Design of Drive Mechanism for Finger Rehabilitation Robot

Abstract

The incidence of hand dysfunction caused by factors such as stroke and occupational injuries is increasing, severely impacting patients' daily living abilities. High-repetition training based on Continuous Passive Motion (CPM) theory can promote neuroplasticity; however, traditional manual rehabilitation suffers from issues such as high dependence, high cost, low efficiency, and poor compliance. Robot-assisted training, leveraging its high repetition, precise quantitative assessment, and programmable modes, has become a key direction for enhancing rehabilitation efficacy and reducing the healthcare burden. This paper focuses on three mainstream drive mechanisms: pneumatic drive, rigid linkage drive, and cable-driven drive. The pneumatic drive utilizes pneumatic pressure to deform flexible chambers, offering good compliance and high safety, but suffers from shortcomings such as insufficient control accuracy and slow response. The rigid linkage drive transmits power based on planar linkages, featuring high control accuracy, good ergonomics, and ease of achieving fine movements; however, multiple degrees of freedom lead to complex and bulky structures, affecting wear comfort and compliance.
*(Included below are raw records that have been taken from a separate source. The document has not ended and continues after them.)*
PR #4094, opened 2019-06-25
Cross-Partitioning TS, Part 1: KeyValueService#deleteRows()

jeremyk-91:
**Goals (and why)**:
- Provide a mechanism to delete entire specified rows from a key-value-service in a single call. The current APIs don't support this: `delete(TableReference, Multimap)` requires column names to be provided explicitly, and `delete(TableReference, RangeRequest)` requires the deletion to take place over a contiguous range. 
- This is needed for efficient batch cleanup of multiple rows from the targeted sweep queues, since the operation we want to do is "for a given shard and strategy, delete the rows corresponding to some partitions"; by the time we're in this operation we may not have all of the columns to hand (e.g. if we're clearing out only half of a batch), and the queues have hashed row components so they are non-contiguous.

- Added a new `deleteRows()` method to the `KeyValueService`. This has a default implementation that creates single-row range requests and pushes them through sequentially to `deleteRange`.
- Implemented `deleteRows()` in `CassandraKeyValueService` to use `batch_mutate` so that only one RPC is needed regardless of the number of rows involved.
- Extended other implementations of `KeyValueService` to implement `deleteRows()` accordingly.

- Added several tests to the Abstract KVS integration test that exercise the new functionality.

- Is the abstract implementation workable? I'm pretty sure it does give correct results. My fear is more that users aren't expecting this to take one RPC per row. It's been documented.
- Do we need a better implementation for DbKVS? This is only planned to be used in TS so as far as I'm aware it's not urgently needed at this time.

**Where should we start reviewing?**: The API docs and test probably give a good feel of what the method is supposed to do.

### DIFF
--- a/atlasdb-api/src/main/java/com/palantir/atlasdb/keyvalue/api/KeyValueService.java
+++ b/atlasdb-api/src/main/java/com/palantir/atlasdb/keyvalue/api/KeyValueService.java
@@ -27,6 +27,7 @@ import com.palantir.common.annotation.NonIdempotent;
 import com.palantir.common.base.ClosableIterator;
 import com.palantir.common.exception.AtlasDbDependencyException;
 import com.palantir.processors.AutoDelegate;
+import com.palantir.processors.DoNotDelegate;
 import com.palantir.util.paging.BasicResultsPage;
 import com.palantir.util.paging.TokenBackedBasicResultsPage;
 
@@ -347,6 +348,7 @@ public interface KeyValueService extends AutoCloseable {
      * @param rows rows to delete
      */
     @Idempotent
+    @DoNotDelegate
     default void deleteRows(TableReference tableRef, Iterable<byte[]> rows) {
         rows.forEach(row -> deleteRange(tableRef, RangeRequests.ofSingleRow(row)));
     }
--- a/atlasdb-api/src/main/java/com/palantir/atlasdb/keyvalue/api/KeyValueService.java
+++ b/atlasdb-api/src/main/java/com/palantir/atlasdb/keyvalue/api/KeyValueService.java
@@ -330,6 +330,24 @@ public interface KeyValueService extends AutoCloseable {
     void deleteRange(TableReference tableRef, RangeRequest range);
 
     /**
+     * Deletes multiple rows from the key-value store.
+     *
+     * Does not guarantee atomicity in any way (deletes may be partial within *any* of the rows provided, and
+     * there is no guarantee of any correlation or lack thereof between success of the deletes for each of the rows
+     * provided).
+     *
+     * Some systems may require more nodes to be up to ensure that a delete is successful. If this
+     * is the case then this method may throw if the delete can't be completed on all nodes.
+     *
+     * @param tableRef the name of the table to delete values from.
+     * @param rows rows to delete
+     */
+    @Idempotent
+    default void deleteRows(TableReference tableRef, Iterable<byte[]> rows) {
+        rows.forEach(row -> deleteRange(tableRef, RangeRequests.ofSingleRow(row)));
+    }
+
+    /**
      * For each cell, deletes all timestamps prior to the associated maximum timestamp. If this
      * operation fails, it's acceptable for this method to leave an inconsistent state, however
      * implementations of this method <b>must</b> guarantee that, for each cell, if a value at the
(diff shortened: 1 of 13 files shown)


atlasdb-api/src/main/java/com/palantir/atlasdb/keyvalue/api/KeyValueService.java
```diff
@@ -329,6 +329,26 @@ default boolean supportsCheckAndSet() {
...
     void deleteRange(TableReference tableRef, RangeRequest range);
 
+    /**
+     * Deletes multiple complete rows from the key-value store.
+     *
+     * Does not guarantee atomicity in any way (deletes may be partial within *any* of the rows provided, and
+     * there is no guarantee of any correlation or lack thereof between success of the deletes for each of the rows
+     * provided).
+     *
+     * Some systems may require more nodes to be up to ensure that a delete is successful. If this is the case then
```
gmaretic: Disclaimer level over 9000!

atlasdb-cassandra/src/main/java/com/palantir/atlasdb/keyvalue/cassandra/CassandraKeyValueServiceImpl.java
```diff
@@ -1574,6 +1577,37 @@ private static boolean isForSingleRow(byte[] startInclusive, byte[] endExclusive
...
+                .map(deletion -> new Mutation().setDeletion(deletion))
+                .map(mutation -> keyMutationMapByColumnFamily(tableRef, mutation))
+                .collectToMap();
+
+        try {
+            clientPool.runWithRetry(client -> {
+                client.batch_mutate("deleteRows", mutationMap, DELETE_CONSISTENCY);
+                return null;
+            });
+        } catch (UnavailableException e) {
```
gmaretic: This is currently broken, but one day we might fix it

atlasdb-client/src/main/java/com/palantir/atlasdb/keyvalue/impl/ProfilingKeyValueService.java
```diff
@@ -132,6 +133,19 @@ private ProfilingKeyValueService(KeyValueService delegate) {
...
+    private static BiConsumer<LoggingFunction, Stopwatch> logTimeAndTableRows(String method,
+            TableReference tableRef,
+            Iterable<byte[]> rows) {
+        long startTime = System.currentTimeMillis();
+        return (logger, stopwatch) ->
+                logger.log("Call to KVS.{} at time {}, on table {} for (estimated) {} rows took {} ms.",
+                        LoggingArgs.method(method),
+                        LoggingArgs.startTimeMillis(startTime),
+                        LoggingArgs.tableRef(tableRef),
+                        LoggingArgs.rowCount(Ints.saturatedCast(rows.spliterator().estimateSize())),
```
gmaretic: Glad we are coding defensively to not mess up our logging if deleting more than `Integer.MAX_VALUE` takes longer than a second 🗡

docs/source/release_notes/release-notes.rst
```diff
@@ -89,6 +89,11 @@ develop
            should improve targeted sweep throughput without adding additional load on Timelock for places where the downtime between targeted sweep iterations is a bottleneck.
            (`Pull Request <https://github.com/palantir/atlasdb/pull/4086>`__)
 
+    *    - |devbreak|
+         - ``KeyValueService`` implementations now have a new endpoint ``deleteRows()`` that allows row-level deletes to be performed.
+           Users who extend ``KeyValueService`` will need to implement this method.
```
gmaretic: but can refer to AbstractKVS for a functional implementation?

atlasdb-client/src/main/java/com/palantir/atlasdb/keyvalue/impl/ProfilingKeyValueService.java
jeremyk-91: Yeah... I think it's a defensive habit, but I end up thinking twice when I downcast things

docs/source/release_notes/release-notes.rst
jeremyk-91: yeah, will add this.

The cable-driven drive transmits power from remote motors via flexible cables, offering advantages such as lightweight design, good compliance, and strong adaptability; some designs utilize differential mechanisms to achieve self-adaptive grasping, but face challenges in friction control, elastic compensation, and efficient bidirectional driving. Analysis and comparison suggest that current designs need to strike a balance between safety, performance, and cost: pneumatic and cable-driven drives offer better compliance and adaptability, while the rigid drive demonstrates more pronounced advantages in precision.